His words sink in. He isn’t saying that I haven’t had to make sacrifices, but for centuries Llacsans suffered while Illustrians flourished. The revolt begins to make sense to me. Which only sends more questions whirring inside my head that I don’t want to answer. The biggest being: What does this mean for Catalina, who does want to revert Inkasisa to the way things were?
What does it mean for me?
“Is that what you want, Condesa? To rule like your aunt?”
The truth nearly bursts from my lips. I’m not the condesa. I don’t want to speak for her. I want to have this discussion as Ximena. But that’s impossible. I need to turn the conversation away from me before I say something truly idiotic.
“Do you think that’s what El Lobo wants?”
Rumi shrugs. “I think one thing is very c
lear: He’s at odds with my king. That makes him an enemy to the throne.”
Yes, that much is clear. But El Lobo has also gifted what he’s stolen to the Llacsans.
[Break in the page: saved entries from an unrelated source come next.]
PR #2134, opened 2020-10-06
Update slack links

benthecarman:
Someone emailed me saying the link was expired


Christewart:
These expire every 30 days as far as I know :-(. Maybe we should put a calendar invite out there to remind us?

Christewart (approved):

He definitely stands for something. Like the Llacsan journalists.
Rumi gets to his feet. “I have to tend to the guards who survived El Lobo’s attack. The capitán wants them lucid for questioning.”
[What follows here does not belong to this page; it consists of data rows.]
PR #2137, opened 2020-10-06
Remove requirement for ZMQ with bitcoind backend

benthecarman:


app/server/src/main/scala/org/bitcoins/server/Main.scala
```diff
@@ -219,9 +220,35 @@ object Main extends App with HttpLogger {
...
 
-        zmq = BitcoindRpcBackendUtil.createZMQWalletCallbacks(wallet)
+        blockCount <- bitcoind.getBlockCount
+        // Create callbacks for processing new blocks
+        _ = bitcoindRpcConf.zmqPortOpt match {
+          case Some(_) =>
+            val zmq = BitcoindRpcBackendUtil.createZMQWalletCallbacks(wallet)
+            zmq.start()
+          case None =>
+            var prevCount = blockCount
```
Christewart: This should really be moved out of `Main.scala` and it should be unit tested in the wallet project?

Christewart (changes requested):

benthecarman:
Moved polling to the util file and created a test

app/server/src/main/scala/org/bitcoins/server/BitcoindRpcBackendUtil.scala
```diff
@@ -118,4 +122,32 @@ object BitcoindRpcBackendUtil extends BitcoinSLogger {
...
+      bitcoind: BitcoindRpcClient,
+      startCount: Int,
+      interval: FiniteDuration = 10.seconds)(implicit
+      system: ActorSystem,
+      ec: ExecutionContext): Cancellable = {
+    var prevCount = startCount
+    system.scheduler.scheduleWithFixedDelay(0.seconds, interval) { () =>
+      {
+        bitcoind.getBlockCount.flatMap { count =>
+          if (prevCount != count) {
```
Christewart: Is this always a safe assumption? Or do we need to individually consider the cases

1. prevCount < count
2. prevcount > count
3. prevCount == count

I'm particularily concerned about 2. Is this possible to hit on testnet?

app/server/src/main/scala/org/bitcoins/server/BitcoindRpcBackendUtil.scala
```diff
@@ -118,4 +122,32 @@ object BitcoindRpcBackendUtil extends BitcoinSLogger {
...
+            val range = prevCount.to(count)
+
+            val hashFs =
+              range.map(bitcoind.getBlockHash(_).map(_.flip))
+            prevCount = count
```
Christewart: I'm not sure if we want to adjust `prevCount` so early. What if `hashFs` fail for whatever reason? 

However this is a competing concern with my suggested change, if `prevCount` is not adjusted until everything is successful, is `10.seconds` enough of an interval to make sure we don't just run this `Runnable`again with the same parameters as last time? I think there should be a note in the code about not making the interval too aggressive.

Also logging in this runnable would be EXTREMELY valuable so that we can see errors happening if there are any. Basically a log everytime it's attempting to run and maybe a log on success/failure?

app/server/src/main/scala/org/bitcoins/server/BitcoindRpcBackendUtil.scala
```diff
@@ -118,4 +122,32 @@ object BitcoindRpcBackendUtil extends BitcoinSLogger {
       }
     }
   }
+
+  def startBitcoindBlockPolling(
```
Christewart, line 135: scaladoc please

wallet-test/src/test/scala/org/bitcoins/wallet/BitcoindBlockPollingTest.scala
```diff
@@ -0,0 +1,77 @@
...
+import org.bitcoins.testkit.fixtures.BitcoinSFixture
+import org.bitcoins.testkit.util.BitcoinSAsyncTest
+import org.bitcoins.testkit.wallet.BitcoinSWalletTest
+import org.bitcoins.testkit.{BitcoinSTestAppConfig, EmbeddedPg}
+import org.bitcoins.wallet.config.WalletAppConfig
+
+import scala.concurrent.Await
+import scala.concurrent.duration.DurationInt
+
+class BitcoindBlockPollingTest extends BitcoinSAsyncTest with EmbeddedPg {
```
Christewart, line 16: Any reason you don't just use the `BitcoinSWalletTest` test trait? I believe that has everything you need?

Christewart (changes requested):

app/server/src/main/scala/org/bitcoins/server/BitcoindRpcBackendUtil.scala
benthecarman: 2 is technically possible but extremely unlikely. Can add a case for it though

wallet-test/src/test/scala/org/bitcoins/wallet/BitcoindBlockPollingTest.scala
benthecarman: Because the wallets in there are automatically setup to process new blocks. We want to test that our polling will find the new blocks

app/server/src/main/scala/org/bitcoins/server/BitcoindRpcBackendUtil.scala
benthecarman: Added logs and docs about the interval.

Christewart: Do you have any thoughts on other things? I.e. moving where we update `prevCount`?

benthecarman: I think where `prevCount` is set is correct. I'd rather it be before the futures so we don't need to wait to receive and process all the blocks. Like you said then we might double up and request a set twice.

Christewart: yes but then you never realize you received funds in that case if `hashesF` fails. We probably need utilize some sort of `future.recover()` to reset `prevCount` to the original value in the case that something fails. We should probably also make `prevCount` an `AtomicReference[Int]` to be more async safe.

benthecarman: Did both of those

Christewart (approved):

“Have you learned anything?”
He glances down at me, looking faintly amused. “If I have, why would I share it with you?”
I keep my face neutral. I’d give anything to listen in on that conversation. I want some hint, some warning as to what will come next. Any one of those guards could have seen something.
“Let me take you back.”
“No need.” I gesture to the approaching Juan Carlos. “The infantry is here.”
I throw Rumi a wry smile as I stand. The whole way to my room, our conversation sits heavily in my heart. This isn’t an act of my imagination—Rumi has been different. Less hostile. Now when he disagrees with me, his tone remains even. Aside from his unapologetic loyalty to his cousin, our exchange was almost pleasant. Enlightening, even.
He isn’t so bad when it’s just the two of us talking. Atoc brings out the worst in him. Bumbling, idiotic, and embarrassingly effusive in his praise for the usurper. He tries too hard to win Atoc’s approval. Everyone knows it and his king takes advantage of it.
It’s hard to watch. I like the person Rumi is without an audience.
Juan Carlos opens my bedroom door and waits for me to walk inside. But I stand transfixed, my attention on the lone figure standing at the end of the hallway. One of Sajra’s attendants. The eggplant-colored robe covers every inch of his body, and a hood obscures the upper half of his face.
When he’s sure I’ve spotted him, the man moves out of my line of sight.
“Condesa?” Juan Carlos asks. He jerks his chin toward the open door. “Your dinner will be up soon. It’s your favorite.”